Work order:
Please restate the data exactly, from the first line to the last.

***** Exercise inputs

PR #64, opened 2020-08-19
HPyDef_GET, HPyDef_GETSET

arigo:
Implement getsets (C-level properties)

### DIFF
--- a/hpy/devel/include/common/hpydef.h
+++ b/hpy/devel/include/common/hpydef.h
@@ -126,17 +126,34 @@ typedef struct {
         }                                           \
     };
 
-#define HPyDef_GET(SYM, NAME, IMPL, ...)                        \
-    static HPy IMPL(HPyContext ctx, HPy self, void *closure);   \
-    HPyFunc_TRAMPOLINE(SYM##_trampoline, IMPL, HPyFunc_GETTER); \
-    HPyDef SYM = {                                              \
-        .kind = HPyDef_Kind_GetSet,                             \
-        .getset = {                                             \
-            .name = NAME,                                       \
-            .getter_impl = IMPL,                                \
-            .getter_cpy_trampoline = SYM##_trampoline,          \
-            __VA_ARGS__                                         \
-        }                                                       \
+#define HPyDef_GET(SYM, NAME, IMPL, ...)                            \
+    static HPy IMPL(HPyContext ctx, HPy self, void *closure);       \
+    HPyFunc_TRAMPOLINE(SYM##_get_trampoline, IMPL, HPyFunc_GETTER); \
+    HPyDef SYM = {                                                  \
+        .kind = HPyDef_Kind_GetSet,                                 \
+        .getset = {                                                 \
+            .name = NAME,                                           \
+            .getter_impl = IMPL,                                    \
+            .getter_cpy_trampoline = SYM##_get_trampoline,          \
+            __VA_ARGS__                                             \
+        }                                                           \
+    };
+
+#define HPyDef_GETSET(SYM, NAME, GETIMPL, SETIMPL, ...)                     \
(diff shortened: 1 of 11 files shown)


hpy/devel/include/common/hpydef.h
```diff
@@ -126,17 +126,34 @@ typedef struct {
...
+        .kind = HPyDef_Kind_GetSet,                                 \
+        .getset = {                                                 \
+            .name = NAME,                                           \
+            .getter_impl = IMPL,                                    \
+            .getter_cpy_trampoline = SYM##_get_trampoline,          \
+            __VA_ARGS__                                             \
+        }                                                           \
+    };
+
+#define HPyDef_GETSET(SYM, NAME, GETIMPL, SETIMPL, ...)                     \
```
antocuni, line 142: 1. do we need two separate macros `GET` and `GETSET`? Can't we just have a single `GETSET` and pass `NULL` to setter if we don't have? I suppose this would make things more complicate because we would need to ensure we do the correct thing in `HPyFunc_DECLARE` and `HPyFunc_TRAMPOLINE`, which brings me to the next question:

2. do we want to support the case in which we provide a setter but not a getter?

hpy/devel/include/common/hpydef.h
```diff
@@ -126,17 +126,34 @@ typedef struct {
...
-    HPyDef SYM = {                                              \
-        .kind = HPyDef_Kind_GetSet,                             \
-        .getset = {                                             \
-            .name = NAME,                                       \
-            .getter_impl = IMPL,                                \
-            .getter_cpy_trampoline = SYM##_trampoline,          \
-            __VA_ARGS__                                         \
-        }                                                       \
+#define HPyDef_GET(SYM, NAME, IMPL, ...)                            \
+    static HPy IMPL(HPyContext ctx, HPy self, void *closure);       \
```
antocuni, line 130: why didn't you use `HPyFunc_DECLARE` here?

hpy/devel/include/common/hpydef.h
```diff
@@ -126,17 +126,34 @@ typedef struct {
...
+            .name = NAME,                                           \
+            .getter_impl = IMPL,                                    \
+            .getter_cpy_trampoline = SYM##_get_trampoline,          \
+            __VA_ARGS__                                             \
+        }                                                           \
+    };
+
+#define HPyDef_GETSET(SYM, NAME, GETIMPL, SETIMPL, ...)                     \
+    static HPy GETIMPL(HPyContext ctx, HPy self, void *closure);            \
+    static int SETIMPL(HPyContext ctx, HPy self, HPy value, void *closure); \
```
antocuni, line 144: same as above, `HPyFunc_DECLARE` ?

antocuni (changes requested):
Looks good to me, apart the two minor things I commented

hpy/devel/include/common/hpydef.h
arigo: Ah, right.  I wrote these macros before I realized I needed `HPyFunc_GETTER` and `HPyFunc_SETTER` anyway.  Will fix

hpy/devel/include/common/hpydef.h
arigo: 1. Yes, it's more complicated to do the right thing and have the `static` function declaration present only if the user didn't give exactly `NULL` as argument to the macro.  I think it's quite a mess to do it, even, and I thought it would go too far on the side of macro magic.

2. Right, maybe?  It doesn't cost a lot to have `HPyDef_SET` in the same style.

antocuni: Agreed, then I vote for adding `HPyDef_SET` and be happy :)

antocuni (approved):

PR #65, opened 2020-08-24
Improve autogen

antocuni:


antocuni:
This PR does 3 things:
- tweak a bit the code, to allow the pypy repo to run its own autogen
- use `.gitattributes` to teach gihub about which files are autogenerated, which brinds some UI niceties (the most important being that they are hidden by default in diffs)
- add a test which checks that we run `make autogen` after we change something

PR #66, opened 2020-08-24
Improve slot tests and HPyDef_SLOT

antocuni:
The goal of this branch is to simplify writing new tests for custom types, and write tests for each slot.

At the moment the new tests are still being written, but reviews are already welcome for the first commits, which introduce the new `ExtensionTemplate` logic to remove some boilerplate.


antocuni:
Contrarily to the branch name, this PR does NOT introduce any new test about slots. Instead:
1. refactor the existing slot tests to make it easier to write new ones
2. change `HPyDef_SLOT`, now it no longer requires to manually specify the signature of the slot
3. autogen the `HPySlot_Slot` and the boilerplate needed to implement (2)

PR #68, opened 2020-09-01
HPy_FatalError(), a bit of a mess

arigo:


hpy/devel/include/universal/hpy.h
```diff
@@ -71,5 +82,11 @@ static inline HPy _HPy_New(HPyContext ctx, HPy h_type, void **data) {
     return h;
 }
 
+static inline _HPy_NO_RETURN void
+HPy_FatalError(HPyContext ctx, const char *message) {
+    ctx->ctx_FatalError(ctx, message);
+    abort();
```
antocuni, line 88: is there any particular reason why you put the `abort()` here instead of inside `ctx_FatalError`?

test/test_hpyerr.py
```diff
@@ -15,3 +15,16 @@ def test_NoMemory(self):
...
+            HPyDef_METH(f, "f", f_impl, HPyFunc_NOARGS)
+            static HPy f_impl(HPyContext ctx, HPy self)
+            {
+                HPy_FatalError(ctx, "boom!");
+            }
+            @EXPORT(f)
+            @INIT
+        """)
+        # Calling mod.f() gives a fatal error, ending in abort().
+        # How to check that?  For now we just check that the above compiles
```
antocuni, line 30: I fear the only solution is to write some code in a tmp file, spawn a subprocess and check the output/return code. It will be messy to test this on PyPy, though.

antocuni (approved):

hpy/devel/include/universal/hpy.h
arigo: Yes.  It's needed for gcc to figure out that the call above never returns.  The `abort()` should never be executed.  Note that it seems to be needed even though we say `_HPy_NO_RETURN` above, I think because it's an inlined function and during inlining it forgets this detail.  I'll write a comment in the test.

test/test_hpyerr.py
arigo: Yes, and I think for now it's fine like it is

hpy/devel/include/universal/hpy.h
antocuni: I think it would be good to have a comment also here in the code

antocuni:
LGTM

**********

Task output:
PR #64, opened 2020-08-19
HPyDef_GET, HPyDef_GETSET

arigo:
Implement getsets (C-level properties)

### DIFF
--- a/hpy/devel/include/common/hpydef.h
+++ b/hpy/devel/include/common/hpydef.h
@@ -126,17 +126,34 @@ typedef struct {
         }                                           \
     };
 
-#define HPyDef_GET(SYM, NAME, IMPL, ...)                        \
-    static HPy IMPL(HPyContext ctx, HPy self, void *closure);   \
-    HPyFunc_TRAMPOLINE(SYM##_trampoline, IMPL, HPyFunc_GETTER); \
-    HPyDef SYM = {                                              \
-        .kind = HPyDef_Kind_GetSet,                             \
-        .getset = {                                             \
-            .name = NAME,                                       \
-            .getter_impl = IMPL,                                \
-            .getter_cpy_trampoline = SYM##_trampoline,          \
-            __VA_ARGS__                                         \
-        }                                                       \
+#define HPyDef_GET(SYM, NAME, IMPL, ...)                            \
+    static HPy IMPL(HPyContext ctx, HPy self, void *closure);       \
+    HPyFunc_TRAMPOLINE(SYM##_get_trampoline, IMPL, HPyFunc_GETTER); \
+    HPyDef SYM = {                                                  \
+        .kind = HPyDef_Kind_GetSet,                                 \
+        .getset = {                                                 \
+            .name = NAME,                                           \
+            .getter_impl = IMPL,                                    \
+            .getter_cpy_trampoline = SYM##_get_trampoline,          \
+            __VA_ARGS__                                             \
+        }                                                           \
+    };
+
+#define HPyDef_GETSET(SYM, NAME, GETIMPL, SETIMPL, ...)                     \
(diff shortened: 1 of 11 files shown)


hpy/devel/include/common/hpydef.h
```diff
@@ -126,17 +126,34 @@ typedef struct {
...
+        .kind = HPyDef_Kind_GetSet,                                 \
+        .getset = {                                                 \
+            .name = NAME,                                           \
+            .getter_impl = IMPL,                                    \
+            .getter_cpy_trampoline = SYM##_get_trampoline,          \
+            __VA_ARGS__                                             \
+        }                                                           \
+    };
+
+#define HPyDef_GETSET(SYM, NAME, GETIMPL, SETIMPL, ...)                     \
```
antocuni, line 142: 1. do we need two separate macros `GET` and `GETSET`? Can't we just have a single `GETSET` and pass `NULL` to setter if we don't have? I suppose this would make things more complicate because we would need to ensure we do the correct thing in `HPyFunc_DECLARE` and `HPyFunc_TRAMPOLINE`, which brings me to the next question:

2. do we want to support the case in which we provide a setter but not a getter?

hpy/devel/include/common/hpydef.h
```diff
@@ -126,17 +126,34 @@ typedef struct {
...
-    HPyDef SYM = {                                              \
-        .kind = HPyDef_Kind_GetSet,                             \
-        .getset = {                                             \
-            .name = NAME,                                       \
-            .getter_impl = IMPL,                                \
-            .getter_cpy_trampoline = SYM##_trampoline,          \
-            __VA_ARGS__                                         \
-        }                                                       \
+#define HPyDef_GET(SYM, NAME, IMPL, ...)                            \
+    static HPy IMPL(HPyContext ctx, HPy self, void *closure);       \
```
antocuni, line 130: why didn't you use `HPyFunc_DECLARE` here?

hpy/devel/include/common/hpydef.h
```diff
@@ -126,17 +126,34 @@ typedef struct {
...
+            .name = NAME,                                           \
+            .getter_impl = IMPL,                                    \
+            .getter_cpy_trampoline = SYM##_get_trampoline,          \
+            __VA_ARGS__                                             \
+        }                                                           \
+    };
+
+#define HPyDef_GETSET(SYM, NAME, GETIMPL, SETIMPL, ...)                     \
+    static HPy GETIMPL(HPyContext ctx, HPy self, void *closure);            \
+    static int SETIMPL(HPyContext ctx, HPy self, HPy value, void *closure); \
```
antocuni, line 144: same as above, `HPyFunc_DECLARE` ?

antocuni (changes requested):
Looks good to me, apart the two minor things I commented

hpy/devel/include/common/hpydef.h
arigo: Ah, right.  I wrote these macros before I realized I needed `HPyFunc_GETTER` and `HPyFunc_SETTER` anyway.  Will fix

hpy/devel/include/common/hpydef.h
arigo: 1. Yes, it's more complicated to do the right thing and have the `static` function declaration present only if the user didn't give exactly `NULL` as argument to the macro.  I think it's quite a mess to do it, even, and I thought it would go too far on the side of macro magic.

2. Right, maybe?  It doesn't cost a lot to have `HPyDef_SET` in the same style.

antocuni: Agreed, then I vote for adding `HPyDef_SET` and be happy :)

antocuni (approved):

PR #65, opened 2020-08-24
Improve autogen

antocuni:


antocuni:
This PR does 3 things:
- tweak a bit the code, to allow the pypy repo to run its own autogen
- use `.gitattributes` to teach gihub about which files are autogenerated, which brinds some UI niceties (the most important being that they are hidden by default in diffs)
- add a test which checks that we run `make autogen` after we change something

PR #66, opened 2020-08-24
Improve slot tests and HPyDef_SLOT

antocuni:
The goal of this branch is to simplify writing new tests for custom types, and write tests for each slot.

At the moment the new tests are still being written, but reviews are already welcome for the first commits, which introduce the new `ExtensionTemplate` logic to remove some boilerplate.


antocuni:
Contrarily to the branch name, this PR does NOT introduce any new test about slots. Instead:
1. refactor the existing slot tests to make it easier to write new ones
2. change `HPyDef_SLOT`, now it no longer requires to manually specify the signature of the slot
3. autogen the `HPySlot_Slot` and the boilerplate needed to implement (2)

PR #68, opened 2020-09-01
HPy_FatalError(), a bit of a mess

arigo:


hpy/devel/include/universal/hpy.h
```diff
@@ -71,5 +82,11 @@ static inline HPy _HPy_New(HPyContext ctx, HPy h_type, void **data) {
     return h;
 }
 
+static inline _HPy_NO_RETURN void
+HPy_FatalError(HPyContext ctx, const char *message) {
+    ctx->ctx_FatalError(ctx, message);
+    abort();
```
antocuni, line 88: is there any particular reason why you put the `abort()` here instead of inside `ctx_FatalError`?

test/test_hpyerr.py
```diff
@@ -15,3 +15,16 @@ def test_NoMemory(self):
...
+            HPyDef_METH(f, "f", f_impl, HPyFunc_NOARGS)
+            static HPy f_impl(HPyContext ctx, HPy self)
+            {
+                HPy_FatalError(ctx, "boom!");
+            }
+            @EXPORT(f)
+            @INIT
+        """)
+        # Calling mod.f() gives a fatal error, ending in abort().
+        # How to check that?  For now we just check that the above compiles
```
antocuni, line 30: I fear the only solution is to write some code in a tmp file, spawn a subprocess and check the output/return code. It will be messy to test this on PyPy, though.

antocuni (approved):

hpy/devel/include/universal/hpy.h
arigo: Yes.  It's needed for gcc to figure out that the call above never returns.  The `abort()` should never be executed.  Note that it seems to be needed even though we say `_HPy_NO_RETURN` above, I think because it's an inlined function and during inlining it forgets this detail.  I'll write a comment in the test.

test/test_hpyerr.py
arigo: Yes, and I think for now it's fine like it is

hpy/devel/include/universal/hpy.h
antocuni: I think it would be good to have a comment also here in the code

antocuni:
LGTM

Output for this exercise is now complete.